Manovre per aiutare l’espulsione

Attualmente questa manovre vengono utilizzate con minore frequenza, perché si predilige, nei casi di minore sicurezza del feto, portare a termine il parto con un taglio cesareo. Ancora oggi molto praticata è l’amniorexi, o rottura delle membrane; questa manovra consiste nello scollamento delle membrane amniotiche, quando si è al termine di una dilatazione completa. Se la rottura non avviene naturalmente, si procede allo scollamento e alla rottura delle stesse, per accelerare la progressione del travaglio. Ancora oggi viene utilizzata, come presidio in caso di scarsa contrattilità uterina o di esaurimento delle forze della donna, la ventosa. Si tratta di una piccola coppetta di metallo o di plastica collegata a un manico aspiratore.
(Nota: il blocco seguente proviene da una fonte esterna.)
Issue #2336, opened 2025-06-03
CI check-bounds settings


visr:
This can possibly improve CI runtime.
See https://github.com/Deltares/Ribasim/pull/2332#issuecomment-2932330170.

PR #2345, opened 2025-06-04
Use `check-bounds=yes` when starting Julia

evetion:
Per suggestions in #2336. We choose to run check-bounds=yes everywhere. For longer runner models this decreases performance (I see a 20% drop), but we should precompile less overall, skipping the several minute hit on CI.

Other CI fixes:
- Timeout to 60 minutes (as we have 6 hours per #2338).
- Move the TC cache generation to the upper project, as regression/integration couldn't make find it now.

### DIFF
--- a/.github/workflows/core_testmodels.yml
+++ b/.github/workflows/core_testmodels.yml
@@ -19,6 +19,7 @@ jobs:
   test:
     name: Julia ${{ matrix.os }} - ${{ matrix.arch }}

Viene applicata sulla testa del feto e in concomitanza di una spinta della donna fa presa sul feto aiutandolo a uscire. Un altro intervento chirurgico largamente eseguito durante il travaglio è l’episiotomia o perineotomia (taglio dell’imbocco della vagina), che consiste in un piccolo taglio dei tessuti della vagina per facilitare la fuoriuscita della testa del feto, onde evitare che questi si lacerino durante il passaggio di una testa molto grande. [S.S.]